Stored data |
PR #305, opened 2021-01-15
React: Fix empty string check in Add Datasets

frewmack:
I was not able to reproduce the bug, but seeing as calling `.trim(...)` requires the string to be defined, I replaced it with a helper function that checks if undefined and tests the string using `RegEx.test`.


kevinlul (changes requested):
It seems like now the participant type field that should be prefilled by selecting an existing participant just gets disabled, so you can't submit

frewmack:
> It seems like now the participant type field that should be prefilled by selecting an existing participant just gets disabled, so you can't submit

I think this was expected behaviour. A participant already exists => disable the fields, and the values are invalid => cannot submit.

I've changed it so that the fields should only be disabled if the required fields that are filled out by the pre-existing participant are incorrect. This is going to have some weird implications for submission though.

kevinlul (approved):
LGTM

PR #319, opened 2021-01-19
React: Fix permission group dropdown defaults in Add Datasets

### LINKED ISSUE #310: Uncheck all permission groups in add datasets by default to prevent accidents

frewmack:
Closes #310 

- Users in only one group will be automatically filled in
- Users in multiple groups will start with no group selected to prevent mistakes


kevinlul (approved):
Nice!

Required work | Up to and including the line that holds "I think this", reproduce the records above exactly from their first line, and give nothing else.

Reply |
PR #305, opened 2021-01-15
React: Fix empty string check in Add Datasets

frewmack:
I was not able to reproduce the bug, but seeing as calling `.trim(...)` requires the string to be defined, I replaced it with a helper function that checks if undefined and tests the string using `RegEx.test`.


kevinlul (changes requested):
It seems like now the participant type field that should be prefilled by selecting an existing participant just gets disabled, so you can't submit

frewmack:
> It seems like now the participant type field that should be prefilled by selecting an existing participant just gets disabled, so you can't submit

I think this was expected behaviour. A participant already exists => disable the fields, and the values are invalid => cannot submit.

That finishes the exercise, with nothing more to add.